When you use chromadb.PersistentClient(path="data/chroma_db"), ChromaDB creates this structure:

data/chroma_db/
├── chroma.sqlite3                          # Shared metadata database
├── 2a31d927-ff2a-4dbf-b30f-094e5e91b702/  # Collection 1 vector data
│   ├── data_level0.bin
│   ├── header.bin
│   ├── length.bin
│   └── link_lists.bin
└── fbe357dd-b35e-4646-86c2-f71862b696f9/  # Collection 2 vector data
    ├── data_level0.bin
    ├── header.bin
    ├── length.bin
    └── link_lists.bin

What Each Component Does

Component Purpose
chroma.sqlite3 SQLite database storing collection metadata, document IDs, and text content for ALL collections in this path
UUID directories HNSW index files for vector similarity search, one directory per collection
data_level0.bin The actual vector embeddings
header.bin, length.bin, link_lists.bin HNSW graph structure for fast approximate nearest neighbor search

Key Insight: Shared Database

The chroma.sqlite3 file is shared across all collections in that path.

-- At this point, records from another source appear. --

Issue #12465, opened 2024-09-16
ChainIndexer should be able to GC at a cadence of epochs instead of days


aarshkshah1992:
### Checklist

- [X] This is **not** brainstorming ideas. If you have an idea you'd like to discuss, please open a new discussion on [the lotus forum](https://github.com/filecoin-project/lotus/discussions/categories/ideas) and select the category as `Ideas`.
- [X] I **have** a specific, actionable, and well motivated feature request to propose.

### Lotus component

- [X] lotus daemon - chain sync
- [ ] lotus fvm/fevm - Lotus FVM and FEVM interactions
- [ ] lotus miner/worker - sealing
- [ ] lotus miner - proving(WindowPoSt/WinningPoSt)
- [ ] lotus JSON-RPC API
- [ ] lotus message management (mpool)
- [ ] Other

### What is the motivation behind this feature request? Is your feature request related to a problem? Please describe.

This is for https://github.com/filecoin-project/lotus/pull/12421#discussion_r1760555985.

At present, `ChainIndexer` can only gc `eth_tx_hash` at a cadence of days. However, we should change this so it has a cadence of epochs.

### Describe the solution you'd like

Update the ChainIndex GC logic and DDL queries so it can remove entries from the `eth_tx_hash` table at a cadence of epochs.

aarshkshah1992:
@akaladarshi Wanna pick up this one ?

akaladarshi:
> @akaladarshi Wanna pick up this one ?

Yeah sure, I can pick this up.

BigLep:
I updated the issue title to be more accurate (I think).  Please fix if I got it wrong.

aarshkshah1992:
@akaladarshi Please feel free to raise a PR on top of https://github.com/filecoin-project/lotus/pull/12450.

rjan90:
Closing ticket as completed by: https://github.com/filecoin-project/lotus/pull/12516

PR #12516, opened 2024-09-26
refactor: use epochs to gc eth tx hashes from chain indexer

akaladarshi:
Fixes issue: #12465, it changes:
- Update the remove `eth_tx_hash` query to delete before epoch instead of days
- refactor chain indexer `gc` function.


aarshkshah1992:
@akaladarshi Will review this on Monday. Thanks for raising this !

aarshkshah1992:
@akaladarshi Please can you raise this PR against https://github.com/filecoin-project/lotus/pull/12521  and change the GC test we already have for this change ?

chain/index/gc_test.go
```diff
@@ -11,57 +11,66 @@ import (
...
-	})
+	// all tipsets will be in future
+	tsKeyCid1, _, _ := insertRandomTipsetAtHeight(t, si, 1, false, genesisTime)
+	tsKeyCid2, _, _ := insertRandomTipsetAtHeight(t, si, 10, false, genesisTime)
+	tsKeyCid3, _, _ := insertRandomTipsetAtHeight(t, si, 50, false, genesisTime)
 
 	si.gc(ctx)
 
-	// tipset at height 1 and 10 should be removed
+	// tipset at height 1 data should be removed
```
aarshkshah1992, line 32: dont understand this comment. what's "height 1 data" ?

chain/index/gc_test.go
```diff
@@ -11,57 +11,66 @@ import (
...
+	err = si.stmts.getNonRevertedTipsetEventCountStmt.QueryRow(tsKeyCid2.Bytes()).Scan(&count)
+	require.NoError(t, err)
+	require.Equal(t, 0, count)
+
+	err = si.stmts.getNonRevertedTipsetEventEntriesCountStmt.QueryRow(tsKeyCid2.Bytes()).Scan(&count)
+	require.NoError(t, err)
+	require.Equal(t, 0, count)
+
 	// tipset at height 50 should not be removed
 	err = si.db.QueryRow("SELECT COUNT(*) FROM tipset_message WHERE height = 50").Scan(&count)
```
aarshkshah1992, line 60: lot of duplication here. Can we wrap this and the two sql statements below into a function and re-use it everywhere ?

chain/index/gc.go
```diff
@@ -75,17 +74,17 @@ func (si *SqliteIndexer) gc(ctx context.Context) {
...
 	// Also GC eth hashes
 
-	// Convert gcRetentionEpochs to number of days
-	gcRetentionDays := si.gcRetentionEpochs / (builtin.EpochsInDay)
-	if gcRetentionDays < 1 {
-		log.Infof("skipping gc of eth hashes as retention days is less than 1")
-		return
-	}
+	currHeadTime := time.Unix(int64(head.MinTimestamp()), 0)
+	retentionDuration := time.Duration(si.gcRetentionEpochs*builtin.EpochDurationSeconds) * time.Second
```
aarshkshah1992, line 78: Can you add a comment explaining this calculation here ?

Why do we need time.Duration(si.gcRetentionEpochs*builtin.EpochDurationSeconds) * time.Second ?

aarshkshah1992:
@akaladarshi Some quick comments.

chain/index/gc.go
```diff
@@ -75,17 +76,24 @@ func (si *SqliteIndexer) gc(ctx context.Context) {
...
 	// Also GC eth hashes
 
-	// Convert gcRetentionEpochs to number of days
-	gcRetentionDays := si.gcRetentionEpochs / (builtin.EpochsInDay)
-	if gcRetentionDays < 1 {
-		log.Infof("skipping gc of eth hashes as retention days is less than 1")
-		return
-	}
+	// Calculate the retention duration based on the number of epochs to retain.
+	// retentionDuration represents the total duration (in nano seconds) for which data should be retained before considering it for garbage collection.
```
aarshkshah1992, line 80: how is it in nanoseconds ?

chain/index/gc.go
```diff
@@ -75,17 +76,24 @@ func (si *SqliteIndexer) gc(ctx context.Context) {
...
+	// graceDuration represents the additional duration (in nano seconds) to retain data after the retention duration.
+	// Since time.Duration expects a nanosecond value, we multiply the total seconds by time.Second to convert it to nanoseconds.
+	retentionDuration := time.Duration(si.gcRetentionEpochs*builtin.EpochDurationSeconds) * time.Second
+	graceDuration := time.Duration(graceEpochs*builtin.EpochDurationSeconds) * time.Second
+
+	// Calculate the total duration to retain data.
+	totalRetentionDuration := retentionDuration + graceDuration
+	currHeadTime := time.Unix(int64(head.MinTimestamp()), 0)
+	// gcTime is the time that is (gcRetentionEpochs + graceEpochs) in nano seconds before currHeadTime
+	gcTime := currHeadTime.Add(-totalRetentionDuration)
```
aarshkshah1992, line 90: if this is less than or equal to 0, return without doing anything. Also please can we had a test for when `gcTime ` <= 0 ?

chain/index/gc.go
```diff
@@ -75,17 +76,24 @@ func (si *SqliteIndexer) gc(ctx context.Context) {
...
+
+	log.Infof("gc'ing eth hashes before time %s", gcTime.UTC().String())
 
-	log.Infof("gc'ing eth hashes older than %d days", gcRetentionDays)
-	res, err = si.stmts.removeEthHashesOlderThanStmt.ExecContext(ctx, "-"+strconv.Itoa(int(gcRetentionDays))+" day")
+	res, err = si.stmts.removeEthHashesBeforeTimeStmt.ExecContext(ctx, gcTime.Unix())
```
aarshkshah1992, line 94: why do we need to do `.Unix()` here ?

akaladarshi: I just wanted to provide as accurate time as possible, so I choose unix.

chain/index/gc.go
akaladarshi: It will be seconds 👍🏾 (I will update it)
so what is happening here is we are converting EpochDurationSeconds(30) to its time duration by multiplying with time.seconds.

akaladarshi: So `time.Duration` takes data in `nanoseconds`, 
so if I just multiply `time.Duration(rententionEpoch * EpochsDurationSeconds)`, it will give 600 (rententionEpoch = 20, EpochsDurationSeconds=30) but that will be in **nanoseconds**, to get proper time in seconds we have to multiply with `time.Seconds`

aarshkshah1992:
Thanks !

PR #12525, opened 2024-09-30
feat(actors): pack script can copy from local builds

rvagg:


rjan90 (approved):
That is a convenient way to get local builds compared to the env-var

PR #12529, opened 2024-09-30
feat: fix GetBlock for null rounds by returning nil

### LINKED ISSUE #10909: getBlock return an Error
### Checklist

- [X] I am running the [`Latest release`](https://github.com/filecoin-project/lotus/releases), the most recent RC(release canadiate) for the upcoming release or the dev branch(master), or have an issue updating to any of these.

### Lotus component

- [X] lotus JSON-RPC API
- [ ] Other

### Lotus Version

```text
All versions
```

### Repro Steps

This means:

  1. Sample DB + Ingested Data Coexist: When the app copies the sample database on startup, it brings its chroma.sqlite3 and collection folder. When you run utils/ingest.py, it opens the same chroma.sqlite3 and adds new collections alongside the existing ones.

  2. Single Connection Point: The app only needs one path (data/chroma_db) to access all collections - both the sample "Morn Chronicles" and any documents you ingest.

  3. Why We Copy the Sample: ChromaDB mutates chroma.sqlite3 even during read operations (for internal bookkeeping). By copying data/chroma_db_sample/ to data/chroma_db/ on startup, we keep the committed sample pristine while allowing the working copy to be modified freely.

How Ingestion Works

The utils/ingest.py script (line 39, 535-536):

RAG_DB_FILE_PATH = Path(__file__).parent.parent / "data" / "chroma_db"
# ...
client = PersistentClient(path=str(RAG_DB_FILE_PATH))
collection = client.get_or_create_collection(name=collection_name)

This creates or opens data/chroma_db/chroma.sqlite3 and adds the new collection. The collection name follows the pattern {corpus}-{chunk_size}chunk-{overlap}overlap (e.g., morn-chronicles-256chunk-50overlap).

Listing All Collections

To see all collections in a database:

import chromadb

client = chromadb.PersistentClient(path="data/chroma_db")
for col in client.list_collections():
    print(f"{col.name}: {col.count()} documents")

Or use the RAG Settings UI - after testing the connection, the collection dropdown shows all available collections.